# Advice for a complete novice



## zambrotta11

Hello Everyone,

I have recently became interested in classical music and I have decided that I would like to be able to play an instrument. I haven't got any sort of a musical background at all except for the three years at school where you are forced to play the tin whistle (which I did not enjoy at all!)

Since I have no family or friends who are musical and can advise me on this matter, I was wondering could you help me by suggesting which instrument would be the best for a complete beginner, like myself, to learn? I have sort of narrowed down the list of instruments to either the violin, viola, cello or the piano.

All and any help will be greatly appreciated.

Best Regards,
Stephen

p.s.
17 isn't too old to begin learning how to play an instrument, is it?


----------



## Krummhorn

Hi Stephen,

Welcome to Talk Classical. 

IMHO, one is never too old to begin learning an instrument. My last student was in her 60's when she started organ lessons with me - of course, she had a long background of piano before that. 

Being a keyboard person, I absolutely love the piano and the organ - for someone, like yourself, the piano may be a delightful instrument to take up and learn. Lots of wonderful music has been written for the piano. Just my 5 cents worth, anyway.


----------



## kiwipolish

At that age, you will usually be advised to learn an instrument like the bassoon or trombone. I think 17 y.o. is too old to start playing the violin.

It is good to learn how to play, but the real question to ask yourself is: "Do I actually need to play an instrument in order to enjoy the music?" - My personal answer to that question, when I had your age and a similar question, was "No." I play the CD player, and that does make me happy. You must realise that *perceiving* the music and *making* the music are 2 totally different activities.

If you have an interest in music, then great; cultivate it, learn more about music, listen to more music, read composers' biographies, and maybe study musicology at university when you leave school (that is usually accessible to non-musicians).

In all cases, talk to a music teacher.


----------



## World Violist

I think the piano would be very good; it teaches the student a lot about counterpoint and to listen for multiple voices at once - a very valuable skill to have as a musician.


----------



## Frasier

Agree about piano.

It would be an excellent grounding in anything musical: you'll learn both treble and bass staves; you'll be able to SEE chord layouts under your hands - so if you did want to try for some theory later you'd be able to manage it easier than if you'd learned just a melody instrument. And of course, it you later decide to take up a melody instrument you'll already be able to read the music on its stave (with a couple of exceptions but don't let that worry you now!)


----------



## zambrotta11

Thank you for the welcome to the forum and thanks for all the helpful replies.

kiwipolish,
Thank you for your suggestions but I am certain that I would like to play an instrument. 

I think you are all right, the piano would be the best instrument to begin with.

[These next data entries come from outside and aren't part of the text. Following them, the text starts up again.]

PR #22, opened 2018-08-16
add an extension for executing code in a jupyter kernel

jbweston:
Co-Authored-By: Anton Akhmerov <anton.akhmerov@gmail.com>

@SylvainCorlay as discussed on Gitter the other day.

You can try it out on the following sample rst file: https://pastebin.com/tG10Q9U0

The basic functionality is there:

+ execution is handled by a Jupyter kernel ~~(currently this is hard-coded to a Python kernel)~~
+ support for the following output formats: images, HTML, Latex and plaintext
+ the format selected for each output is done based on a configurable priority list
+ directive allows to configure hiding input or output
+ currently we use `nbconvert` to handle both execution and output extraction

Before this could be merged we still need to:

+ add support for jupyter widgets (implemented in a [separate PR](https://github.com/jbweston/jupyter-sphinx/pull/2) that may be discussed after this one, as there are orthogonal issues to discuss that are specific to widgets)
+ refactor selection of mimetype to display (currently it's a nested if/else)
+ add a proper module docstring

It would also be good to allow configuration of the kernel, but that can perhaps be in a future PR.

Please take a look and see if you agree with the overall structure, and if anything else stands out as something we could already improve.

### DIFF
--- a/jupyter_sphinx/execute.py
+++ b/jupyter_sphinx/execute.py
@@ -1,7 +1,7 @@
 """Simple sphinx extension that executes code in jupyter and inserts output."""
 
 import os
-from itertools import takewhile, groupby, count
+from itertools import groupby, count
 from operator import itemgetter
 
 from sphinx.util import logging
@@ -48,6 +48,7 @@ def split_on(pred, it):
     """Split an iterator wherever a predicate is True."""
 
     counter = 0
+
     def count(x):
         nonlocal counter
         if pred(x):
@@ -113,19 +114,27 @@ def jupyter_download_role(name, rawtext, text, lineno, inliner):
     _, filetype = name.split(':')
     assert filetype in ('notebook', 'script')
     ext = '.ipynb' if filetype == 'notebook' else '.py'
-    # Filepaths need to be relative to the current working directory
-    # so that Sphinx will copy them.
-    output_dir = os.path.relpath(
-        output_directory(inliner.document.settings.env),
-        os.path.curdir
-    )
+    output_dir = sphinx_abs_dir(inliner.document.settings.env)
     download_file = text + ext
-    node = download_reference(download_file, download_file,
-                              reftarget=os.path.join(output_dir, download_file))
+    node = download_reference(
+        download_file, download_file,
+        reftarget=os.path.join(output_dir, download_file)
+    )
     return [node], []
 
 
-def cell_output_to_nodes(cell, data_priority):
+def cell_output_to_nodes(cell, data_priority, dir):
+    """Convert a jupyter cell with outputs and filenames to doctree nodes.
+
+    Parameters
+    ==========
+    cell : jupyter cell
+    data_priority : list of mime types
+        Which media types to prioritize.
+    dir : string
+        Sphinx "absolute path" to the output folder, so it is a relative path
+        to the source folder prefixed with ``/``.
+    """
     to_add = []
     for index, output in enumerate(cell.get('outputs', [])):
         output_type = output['output_type']
@@ -164,8 +173,10 @@ def cell_output_to_nodes(cell, data_priority):
                 # Sphinx treats absolute paths as being rooted at the source
                 # directory, so make a relative path, which Sphinx treats
                 # as being relative to the current working directory.
-                uri = os.path.relpath(output.metadata['filenames'][mime_type],
-                                      os.path.curdir)
+                filename = os.path.basename(
+                    output.metadata['filenames'][mime_type]
+                )
+                uri = os.path.join(dir, filename)
                 to_add.append(nodes.image(uri=uri))
             elif mime_type == 'text/html':
                 to_add.append(nodes.raw(
@@ -228,6 +239,7 @@ def write_notebook_output(notebook, output_dir, notebook_name):
         unique_key=os.path.join(output_dir, notebook_name),
         outputs={}
     )
+
     # Modifies 'resources' in-place
     ExtractOutputPreprocessor().preprocess(notebook, resources)
     # Write the cell outputs to files where we can (images and PDFs),
@@ -247,9 +259,26 @@ def output_directory(env):
     # polluting the current working directory. We don't use a
     # temporary directory, as sphinx may cache the doctree with
     # references to the images that we write
+
+    # Note: we are using an implicit fact that sphinx output directories are
+    # direct subfolders of the build directory.
     return os.path.abspath(os.path.join(
         env.app.outdir, os.path.pardir, 'jupyter_execute'
     ))
+
+
+def sphinx_abs_dir(env):
+    # We write the output files into
+    # output_directory / jupyter_execute / path relative to source directory
+    # Sphinx expects download links relative to source file or relative to
+    # source dir and prepended with '/'. We use the latter option.
+    return '/' + os.path.relpath(
+        os.path.abspath(os.path.join(
+            output_directory(env),
+            os.path.dirname(env.docname),
+        )),
+        os.path.abspath(env.app.srcdir)
+    )
 
 
 class ExecuteJupyterCells(SphinxTransform):
@@ -276,7 +305,15 @@ class ExecuteJupyterCells(SphinxTransform):
 
         for nodes in nodes_by_notebook:
             kernel_name = nodes[0]['kernel_name'] or default_kernel
-            notebook_name = nodes[0]['notebook_name'] or next(default_names)
+            notebook_name = nodes[0]['notebook_name']
+
+            if notebook_name:
+                notebook_name = os.path.join(
+                    os.path.dirname(docname), notebook_name
+                )
+            else:
+                notebook_name = next(default_names)
+
             notebook = execute_cells(
                 kernel_name,
                 [nbformat.v4.new_code_cell(node.astext()) for node in nodes],
@@ -289,7 +326,9 @@ class ExecuteJupyterCells(SphinxTransform):
             # we just wrote to; sphinx copies these when writing outputs.
             for node, cell in zip(nodes, notebook.cells):
                 output_nodes = cell_output_to_nodes(
-                    cell, self.config.jupyter_execute_data_priority
+                    cell,
+                    self.config.jupyter_execute_data_priority,
+                    sphinx_abs_dir(self.env)
                 )
                 attach_outputs(output_nodes, node)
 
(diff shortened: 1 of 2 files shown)


SylvainCorlay:
@jbweston @akhmerov this is great! Sorry for not responding earlier, I was having meetings back to back the whole afternoon. I will be looking at this tomorrow!

SylvainCorlay:
I am looking at it now. Making a few nitpicking commands, but in general, I love the direction that this is  taking.

akhmerov:
Some points worthy to consider at this stage:

- How much flexibility do we want to allow? Is it OK to let users specify "cells" in segments? Out of order? Separately specify where the output should be plugged in?
- At which stage of sphinx pipeline should we do the processing?
- Is the current syntax choice best? Or would it be better to add a different directive that instead goes "please treat all the following code blocks as notebook cells"?

akhmerov:
Another question: let's imagine the users want to allow handling of a new mime type (say geojson). Would we be able to allow them to do it at the level of configuration?

jupyter_sphinx/execute.py
```diff
@@ -0,0 +1,373 @@
...
+        return [Cell('',
+            nodes.literal_block(
+                text='\n'.join(self.content),
+                language='ipython'
+            ),
+            hide_code=('hide-code' in self.options),
+            hide_output=('hide-output' in self.options),
+            code_below=('code-below' in self.options),
+            kernel_name=self.options.get('kernel', '').strip(),
+            new_notebook=('new-notebook' in self.options),
```
SylvainCorlay: I am not sure about the `new_notebook` option, which seems to be used as a means to make code snippets run in separate execution contexts.

I would prefer something like `restart_kernel`. Using`notebook` in the name of the options seems to expose the fact that it is creating a notebook under the hood, which is an implementation detail IMO.

We could remove the feature altogether for a first version, since this may be confusing to users. Or we could havesomething like `kernel_id` which will specify the kernel id to be created or something like this.

SylvainCorlay:
> How much flexibility do we want to allow? Is it OK to let users specify "cells" in segments? Out of > order? Separately specify where the output should be plugged in?

Maybe we should keep the package as simple and lean as possible at first before adding feature that we don't know are really needed.

> At which stage of sphinx pipeline should we do the processing?
> Is the current syntax choice best? Or would it be better to add a different directive that instead goes "please treat all the following code blocks as notebook cells"?

I like one-size-fits-all directive that you implemented better than the two directives that we have now.

> Another question: let's imagine the users want to allow handling of a new mime type (say geojson). Would we be able to allow them to do it at the level of configuration?

The case of geo+json should be handled with the `+json` suffix that catches all into a script tag. Maybe registering custom mime type renderers will be the way to go in the future.

jupyter_sphinx/execute.py
```diff
@@ -0,0 +1,373 @@
...
+    )
+    app.add_config_value(
+        'jupyter_execute_data_priority',
+        [
+            'text/html',
+            'image/svg+xml',
+            'image/png',
+            'image/jpeg',
+            'text/latex',
+            'text/plain'
```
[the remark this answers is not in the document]
akhmerov: What takes care of the rendering the script? Extra page header? What if we want to render something also in latex output?

Is it a standard behavior for various types of data? I am particularly interested in plotly, but they seem to not have a renderer that would function this way.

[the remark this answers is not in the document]
SylvainCorlay: There is a library called the HTML embedder which can be included as a script tag. This is what we use to render widgets in e.g. http://nbviewer.jupyter.org/github/jupyter-widgets/ipywidgets/blob/master/docs/source/examples/Widget%20List.ipynb

Although, it will also require the widgets state to be stored in a separate `application/vnd.jupyter.widget-view+json` script tag. I will probably open a PR adding this later.

Note that plotly is now based on Jupyter widgets (since 3.0) so if they did things right, this will also enable the rendering of plotly charts.

jupyter_sphinx/execute.py
akhmerov: I agree about the naming, indeed. I also agree that under-the-hood creation of notebooks is not a good thing to advertise.

At the same time we do want to allow the users to easily extract and run the code, and also specify the filename. Does that make sense?

So the user may need to:
* Specify the filename
* Indicate that the new kernel is needed

Not entirely sure what's the best way to translate these two parameters into options, and how to call those.

SylvainCorlay: I am not sure what you mean about the file name?

jupyter_sphinx/execute.py
```diff
@@ -0,0 +1,373 @@
...
+    )
+
+    # Modifies 'resources' in-place
+    ExtractOutputPreprocessor().preprocess(notebook, resources)
+    # Write the cell outputs to files where we can (images and PDFs),
+    # as well as the notebook file.
+    FilesWriter(build_directory=output_dir).write(
+        nbformat.writes(notebook), resources,
+        os.path.join(output_dir, notebook_name + '.ipynb')
+    )
```
SylvainCorlay: Do we necessarily need to write a notebook file to disk?

jupyter_sphinx/execute.py
akhmerov: in the `jupyter-download:...` directives we allow to download the code as a notebook or a script. So we'd need to specify a filename for it to be human-readable.

jupyter_sphinx/execute.py
akhmerov: This is in case we want to let the user download it. I think this is quite useful for more involved tutorials.

SylvainCorlay: Gotcha, although it exposes the "notebook" nature of the directive.

jupyter_sphinx/execute.py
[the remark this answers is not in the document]
akhmerov: They have `FigureWidget`, but it doesn't seem to save the actual figure data in the widget state right now. (This should go into `widget_state`, right?) They also support bundling json with the output.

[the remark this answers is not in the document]
akhmerov: Do you have a link to the HTML embedder library? I failed to find it after a quick google search.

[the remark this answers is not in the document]
SylvainCorlay: The name of the package is `@jupyter-widgets/html-manager` 
 and the code is in the ipywidgets repository. You can read more about it here:

https://ipywidgets.readthedocs.io/en/stable/embedding.html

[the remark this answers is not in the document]
akhmerov: Would this also work with scripts that have `src` tag set? Some widgets will contain a lot of data, and extracting them into a separate file would improve the page load times.

Thinking of producing output other than html: I remember there was a way to render a widget into a static image, is that right? Does it work on custom widgets? Can this be done without a browser (e.g. via an electron app)?

akhmerov:
Summary of the discussion:

- Rename the directive to `jupyter-execute`
- Extend it with `source` option allowing to include code from files (relevant for e.g. initialization code)
- Factor out the "global" options into a separate directive, named e.g. `new-kernel`, with optional options `kernel-name`, `filename` (and not `notebook-name`!), maybe even default state for showing/hiding code and source.
- Rely on nbconvert 5.4, implement querying the kernel for widget state after we have submitted all the code to it (@SylvainCorlay).
- Read the file extension off from the kernel metadata (requires nbconvert 5.4).

jbweston:
> 

    + Rename the directive to jupyter-execute
    + Extend it with source option allowing to include code from files (relevant for e.g. initialization code)
    + Factor out the "global" options into a separate directive, named e.g. new-kernel, with optional options kernel-name, filename (and not notebook-name!), maybe even default state for showing/hiding code and source.

@akhmerov I addressed these 3 points. There is https://github.com/jbweston/jupyter-sphinx/pull/2 that is aiming to address the point about widgets

akhmerov:
Awesome, let's merge that one (there are already conflicts). Then, as far as I can judge, the remaining bits will amount to cleanup and review.

jupyter_sphinx/execute.py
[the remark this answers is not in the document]
jbweston: There is now https://github.com/jbweston/jupyter-sphinx/pull/2 where I've started implementing ipywidgets support. Perhaps we should first merge this PR and then we can address that one (there are still several unanswered questions.

jupyter_sphinx/execute.py
jbweston: 603ef72 introduces a `jupyter-kernel` directive that is used to specify the kernel to use:

```
.. jupyter-kernel:: python3
    :id: my-kernel-id
```

the `id` is used as the filename and the argument to the directive is the kernel name.

jupyter_sphinx/execute.py
jbweston: I addressed the naming of the directive options elsewhere, but I believe that we should keep writing the notebooks. Are we in agreement on that?

jbweston:
@akhmerov I would prefer to merge this first and then I can point https://github.com/jbweston/jupyter-sphinx/pull/2 to this repository instead. 

IMO there's already a lot in this PR as it is, and there are actually a few more points that we need clarity on wrt. widget support (e.g. how to know what versions of the embedding JS to use).

I'd wager we'd still land https://github.com/jbweston/jupyter-sphinx/pull/2 before Sylvain wants to make a release.

jbweston:
> The case of geo+json should be handled with the +json suffix that catches all into a script tag. Maybe registering custom mime type renderers will be the way to go in the future.

Indeed, I have a branch where I'm trying this out, but I believe this change can be made in a later PR, as the output rendering is quite isolated and won't require changes in several places.

jbweston:
@SylvainCorlay I believe that we've responded to all of your comments, it'd be good to get another look over to see if there's anything we've missed.

jupyter_sphinx/execute.py
```diff
@@ -351,6 +350,11 @@ def apply(self):
                 [nbformat.v4.new_code_cell(node.astext()) for node in nodes],
                 self.config.jupyter_execute_kwargs,
             )
+
+            for node in nodes:
+                source = node.children[0]
+                source.attributes['language'] = notebook.metadata.language_info.name
```
akhmerov: The kernels (ipython most importantly) may also provide a `pygments_lexer` key, which seems better to use here.

e.g. ipython's language is `python`, but `ipython` is a better lexer.

jbweston: good point, will amend now

jbweston:
@SylvainCorlay did you get a chance to look at this?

It seems it would be the perfect foundation to begin building my musical knowledge.

May I ask another question?

I know it may sound stupid but since at the moment I do not have the money to affort a piano would a cheap electronic keyboard be fine for practicing on when I am at home or would an actual piano be needed?

Regards,
Stephen


----------



## Frasier

An electronic piano would be fine to make a start but check that it is touch-sensitive and has (piano-like) weighted keys. Some extremely cheap instruments have very light keys (again, that's fine at the very outset but they do tend to rattle a bit and it'll make transition to an acoustic piano more difficult later). Touch sensitivity: the harder you strike the keys, the louder the sound - that's a must, really 

(edit: but if it's a choice between a cheap instrument having light keys and no sensitivity, or no instrument at all - take the cheap instrument. There's a slight problem: it won't sound very like a piano so you won't be able to judge progress so easily - but at least you won't have spent too much money on it).

Otherwise, try for an 88-note keyboard if you can;
look out for the "polyphony" rating - this is the number of notes that can sound at the same time, including those sustained by the pedal. 64 is really the minimum - you could get away with 32 as a beginner but you'll probably find the need for more once you get playing both hands together and use the pedal.

And check that a sustaining pedal is available (hopefully comes with the instrument). Many have 2 or even 3 pedals but they're more pricey.

Most have a headphone socket and the phones usually give a better sound than the small speakers in a portable instrument, if the instrument has them. The speakers in non-portables are usually reasonable. But phones are a great advantage over acoustic pianos - you can practice when you like without disturbing the neighbours.

Look up: Yamaha (pricey but good), Roland, Casio. You'll see various different features like integral recorders and midi, and selections of other instrumental sounds and rhythm boxes (manufacturers feel obliged to include these as standard and good, they can be fun)!


----------



## zambrotta11

Thank you very much for your help Fraiser. It is greatly appreciated.


----------



## Yagan Kiely

> An electronic piano would be fine to make a start but check that it is touch-sensitive and has (piano-like) weighted keys. Some extremely cheap instruments have very light keys (again, that's fine at the very outset but they do tend to rattle a bit and it'll make transition to an acoustic piano more difficult later). Touch sensitivity: the harder you strike the keys, the louder the sound - that's a must, really


You can buy a cheap upright for the same price as most 'good' electric pianos.


----------



## Frasier

I reckon I'd find greater pleasure playing a halfway good electronic piano than a cheap acoustic upright with all its likely problems - that's before we get to the woodworm and re-felting the hammers and so on.


----------



## Guest

*zambrotta11* To enjoy music by listening is all a lot of people can do, but nothing can compare to the pleasure of actually making music, and if you can join with others and make music, well, it don't get much better  so get stuck in


----------



## zambrotta11

Thank you everyone for all your help and support.
I can't wait to begin!  

Regards,
Stephen


----------